There are also obvious funduscopic differences between AMD and IPCV. IPCV tends
to be more unilateral, and although bilateral cases do occur, there is a marked
absence of drusen.
The vascular lesions in IPCV lie within the choroid and usually
are located in the peripapillary area. They can vary in size and often have
tubular or polypoidal components. Often, these can be visible on fluorescein
angiography; they pool with fluorescein but do not leak. Progression tends to
occur based on enlargement of a focal process, rather than confluency of
multicentric lesions. When a cluster of aneurysmal polypoidal vessels develops
beneath a PED, it will appear as a reddish-orange subretinal mass.
Choroidal
neovascularization in AMD is associated with drusen, and tends to grow from the
choroid into the sub-RPE space. The vessels lack the polypoidal components you
see with IPCV and tend to locate more in the macular or paramacular region.
Fluorescein angiography exhibits this as late leakage of the dye.
Management
What
is the best management of IPCV? We still don't understand the natural
course of this disorder. For some patients who develop vision loss as a result
of sersosanguineous detachments of the RPE and neurosensory retina, laser
photocoagulation to the vessels has been successful. However, that success
depends upon the extent and location of the IPCV.

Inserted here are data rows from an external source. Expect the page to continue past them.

PR #13, opened 2026-08-29
feat(scorers): add evidence-backed groundedness

### LINKED ISSUE #12: Add a groundedness scorer for RAG outputs
First slice of #4: a scorer in `rai_toolkit/scorers/` that grades whether each response is supported by the retrieved context supplied with the dataset row. Rows without retrieved context should be marked un-assessed rather than defaulted (same convention as `RubricScorer`). Output should carry the supporting/contradicting spans as evidence so reports stay evidence-backed. Follow-ups tracked separately: retrieval relevance and context precision/recall.

adity982:
Closes #12

## Summary

- add a `GroundednessScorer` that grades responses only when retrieved context is present
- mark missing-context rows explicitly un-assessed, matching the existing rubric convention
- retain only verbatim supporting and contradicting spans that can be verified against the row
- add mocked offline tests for supported, contradicted, fabricated-evidence, and missing-context paths

## Validation

- `pytest tests/test_groundedness_scorer.py -q` (3 passed)
- `ruff check --ignore BLE001` on changed Python files
- `ruff format --check` on the new test, prompt registry, and scorer exports
- `git diff --check` on task files

The checkout also contains an unstaged CRLF-only change in `rai_toolkit/redteam/attacks.py`; it was excluded from the commit and PR.

### DIFF
--- a/.gitignore
+++ b/.gitignore
@@ -21,6 +21,10 @@
 !/integrations/
 !/integrations/**
 
+# Test sources are published with the repository but excluded from wheels.
+!/tests/
+!/tests/**
+
 # Reference reviewer UI and example apps (see README).
 !/demo/
 !/demo/**
--- a/README.md
+++ b/README.md
@@ -369,6 +369,12 @@ LLM-as-judge scorers load prompt templates from `rai_toolkit/prompts/`
 (`judge_prompts.py`). Extend or override prompts there when tuning judges for
 a domain without forking scorer code.
 
+Available judge scorers include `FactualityJudge`, `FairnessJudge`,
+`ContentSafetyJudge`, `PrivacyJudge`, `SecurityJudge`, `TransparencyJudge`,
+`ExplainabilityJudge`, `RubricScorer`, and `GroundednessScorer`. The
+`GroundednessScorer` evaluates RAG responses only when retrieved context is
+present and retains verified supporting or contradicting spans as evidence.
+
 ## Weave-native evaluation in assessment
 
 When you pass `weave_project=` to `Assessor` (or `rai assess --weave-project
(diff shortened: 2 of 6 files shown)


knisar:
Thanks @adity982 , this is exactly what #12 was after. Good calls on marking missing-context rows un-assessed to match the rubric convention, and on keeping only verbatim spans that verify against the row. The offline mocked tests are appreciated. Two things for when you mark it ready: add the scorer to the README scorer list, and confirm it's exported so the presets can reference it. Ping me and I'll do a full review pass.

adity982:
@knisar Addressed in `06eb42a`: the README scorer list now includes `GroundednessScorer` and documents its context/evidence behavior. I also confirmed it is publicly imported and included in `rai_toolkit.scorers.__all__`; the existing focused test imports it from `rai_toolkit.scorers`, so presets can resolve that public export.

Fresh validation: `pytest tests/test_groundedness_scorer.py -q` (3 passed), direct public-export assertion passed, README contract check passed, and `git diff --check -- README.md` passed. I am marking the PR ready for your full review pass.

knisar (approved):
Reviewed the diff against the scorer base classes. The un-assessed path matches the FactualityJudge/RubricScorer convention (assessed=False, excluded from gates and aggregations), from_compliance_scale clamps the raw score so an out-of-range judge response can't break ScorerResult, and the span verification fails in the safe direction: anything not verbatim from the row is discarded and surfaces in discarded_evidence_spans. Tests cover the three paths that matter, and the README and export wiring are in.

Two follow-ups I'll open as separate issues rather than block this PR: skipping behavioral-refusal rows the way FactualityJudge does, and exact-substring matching over-discarding legitimate spans when the judge normalizes whitespace or quotes.

Thanks @adity982, great first contribution. Merging.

A newer treatment that has received
considerable attention for the treatment of CNVM associated with AMD is
photodynamic therapy (PDT). PDT may be an ideal treatment for IPCV because the
drug verteporfin has an affinity for vascular lesions.
In PDT, a non-thermal laser
activates a dye (verteporfin) that collects within the vascular channels,
resulting in platelet activation and subsequent thrombosis and occlusion of the
polypoidal choroidal vessels within the treated area.
This treatment has not been studied
extensively in IPCV; however, it may preserve or restore vision in these
patients better than laser photocoagulation does.
Unfortunately for our patient, PDT
was not an option because the FDA had not yet approved the treatment when we
saw her. u
- Yannuzzi LA. Idiopathic polypoidal
choroidal vasculopathy. Presented at the Macula Society Meeting; February 5,
1982; Miami.
- Moorthy RS, Lyon AT, Rabb MF, et
al. Idiopathic polypoidal choroidal vasculopathy of the macula. Ophthalmology
1998;105:1380-1385.
- Yannuzzi LA, Wong DW, Sforzolini
BS, et al. Polypoidal choroidal vasculopathy and neovascularized age-related
macular degeneration. Arch Ophthalmol 1999;117(11):1503-1510.
- Yannuzzi LA, Ciardella A, Spaide
RF, et al. The expanding clinical spectrum of idiopathic polypoidal choroidal
vasculopathy. Arch Ophthalmol 1997;115:478-485.